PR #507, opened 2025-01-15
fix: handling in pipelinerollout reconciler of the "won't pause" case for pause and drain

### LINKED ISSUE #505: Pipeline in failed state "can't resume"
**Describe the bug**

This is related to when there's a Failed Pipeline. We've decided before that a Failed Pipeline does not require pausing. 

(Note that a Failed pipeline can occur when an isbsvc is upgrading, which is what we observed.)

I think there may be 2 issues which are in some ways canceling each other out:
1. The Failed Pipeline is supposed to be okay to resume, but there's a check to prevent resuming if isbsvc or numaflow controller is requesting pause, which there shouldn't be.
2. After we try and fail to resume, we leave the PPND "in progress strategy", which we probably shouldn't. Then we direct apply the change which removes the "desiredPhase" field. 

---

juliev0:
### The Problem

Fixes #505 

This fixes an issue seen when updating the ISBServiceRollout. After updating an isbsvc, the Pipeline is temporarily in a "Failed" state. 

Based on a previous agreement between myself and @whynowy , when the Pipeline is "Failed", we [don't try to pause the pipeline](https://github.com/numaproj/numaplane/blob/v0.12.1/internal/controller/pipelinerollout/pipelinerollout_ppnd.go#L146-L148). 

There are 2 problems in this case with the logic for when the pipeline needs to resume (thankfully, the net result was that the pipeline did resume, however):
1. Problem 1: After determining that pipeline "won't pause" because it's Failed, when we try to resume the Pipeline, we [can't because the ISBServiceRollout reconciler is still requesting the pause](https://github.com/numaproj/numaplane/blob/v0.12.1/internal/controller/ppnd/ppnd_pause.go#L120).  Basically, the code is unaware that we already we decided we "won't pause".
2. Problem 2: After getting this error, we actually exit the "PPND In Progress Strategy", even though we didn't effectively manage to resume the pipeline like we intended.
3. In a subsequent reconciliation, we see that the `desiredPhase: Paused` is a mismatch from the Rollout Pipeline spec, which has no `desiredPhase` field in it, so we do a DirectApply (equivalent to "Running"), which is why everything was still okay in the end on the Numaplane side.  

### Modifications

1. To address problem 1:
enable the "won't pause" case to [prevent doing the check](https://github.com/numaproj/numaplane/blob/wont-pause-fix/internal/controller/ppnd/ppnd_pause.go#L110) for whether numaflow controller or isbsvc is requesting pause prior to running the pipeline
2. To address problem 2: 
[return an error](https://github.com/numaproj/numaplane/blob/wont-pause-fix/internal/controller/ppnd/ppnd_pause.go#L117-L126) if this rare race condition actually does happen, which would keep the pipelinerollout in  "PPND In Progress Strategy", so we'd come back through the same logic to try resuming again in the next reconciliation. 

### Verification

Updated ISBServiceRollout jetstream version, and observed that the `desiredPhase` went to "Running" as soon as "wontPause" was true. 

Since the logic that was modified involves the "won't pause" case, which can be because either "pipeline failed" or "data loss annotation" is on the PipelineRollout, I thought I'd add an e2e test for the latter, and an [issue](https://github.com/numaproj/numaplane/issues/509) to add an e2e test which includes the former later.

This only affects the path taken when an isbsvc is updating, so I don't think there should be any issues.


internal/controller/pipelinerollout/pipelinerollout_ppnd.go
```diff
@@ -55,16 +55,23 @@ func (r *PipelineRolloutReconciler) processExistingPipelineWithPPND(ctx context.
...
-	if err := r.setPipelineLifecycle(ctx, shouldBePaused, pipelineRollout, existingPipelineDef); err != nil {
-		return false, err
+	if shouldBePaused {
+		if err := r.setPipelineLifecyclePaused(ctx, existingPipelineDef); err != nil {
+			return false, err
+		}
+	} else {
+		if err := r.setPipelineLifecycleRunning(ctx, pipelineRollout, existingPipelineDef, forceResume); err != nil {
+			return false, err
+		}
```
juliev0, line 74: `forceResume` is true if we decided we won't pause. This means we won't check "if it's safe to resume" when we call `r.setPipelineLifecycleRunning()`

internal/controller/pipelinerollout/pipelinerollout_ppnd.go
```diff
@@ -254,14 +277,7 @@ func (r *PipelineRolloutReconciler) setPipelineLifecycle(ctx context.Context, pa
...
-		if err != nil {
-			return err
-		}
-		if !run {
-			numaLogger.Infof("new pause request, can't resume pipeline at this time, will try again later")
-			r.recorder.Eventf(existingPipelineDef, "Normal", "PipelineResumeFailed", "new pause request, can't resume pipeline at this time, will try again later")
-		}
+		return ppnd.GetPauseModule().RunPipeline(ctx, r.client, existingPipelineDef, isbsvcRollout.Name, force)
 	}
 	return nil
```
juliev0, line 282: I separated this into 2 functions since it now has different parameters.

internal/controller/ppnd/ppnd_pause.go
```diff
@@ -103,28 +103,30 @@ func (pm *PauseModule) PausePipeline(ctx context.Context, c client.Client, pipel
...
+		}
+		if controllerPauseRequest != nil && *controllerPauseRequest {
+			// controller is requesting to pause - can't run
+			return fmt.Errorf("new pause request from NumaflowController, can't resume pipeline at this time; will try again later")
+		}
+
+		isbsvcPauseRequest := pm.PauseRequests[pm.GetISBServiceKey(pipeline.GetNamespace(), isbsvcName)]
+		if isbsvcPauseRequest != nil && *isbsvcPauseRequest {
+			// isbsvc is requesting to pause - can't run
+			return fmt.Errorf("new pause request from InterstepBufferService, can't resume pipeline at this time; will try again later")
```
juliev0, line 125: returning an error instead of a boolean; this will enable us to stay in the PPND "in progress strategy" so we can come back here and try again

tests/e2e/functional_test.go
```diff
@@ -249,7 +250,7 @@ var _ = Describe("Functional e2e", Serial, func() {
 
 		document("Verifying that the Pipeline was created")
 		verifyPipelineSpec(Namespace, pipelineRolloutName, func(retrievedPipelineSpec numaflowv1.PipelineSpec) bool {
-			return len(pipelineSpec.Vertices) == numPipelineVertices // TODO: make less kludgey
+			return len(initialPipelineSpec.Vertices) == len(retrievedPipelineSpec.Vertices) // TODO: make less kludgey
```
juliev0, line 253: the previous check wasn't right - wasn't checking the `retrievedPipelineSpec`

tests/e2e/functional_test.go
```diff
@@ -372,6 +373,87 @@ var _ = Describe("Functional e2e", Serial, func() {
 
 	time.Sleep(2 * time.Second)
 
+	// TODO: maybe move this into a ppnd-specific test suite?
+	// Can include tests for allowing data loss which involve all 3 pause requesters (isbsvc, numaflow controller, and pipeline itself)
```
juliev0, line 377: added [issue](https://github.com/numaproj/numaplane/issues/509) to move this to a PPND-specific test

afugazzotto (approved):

(ACTIVITY)
Pick out each line above that includes "PipelineRolloutReconciler" and show it.

(RESPONSE TO THE TASK)
@@ -55,16 +55,23 @@ func (r *PipelineRolloutReconciler) processExistingPipelineWithPPND(ctx context.
@@ -254,14 +277,7 @@ func (r *PipelineRolloutReconciler) setPipelineLifecycle(ctx context.Context, pa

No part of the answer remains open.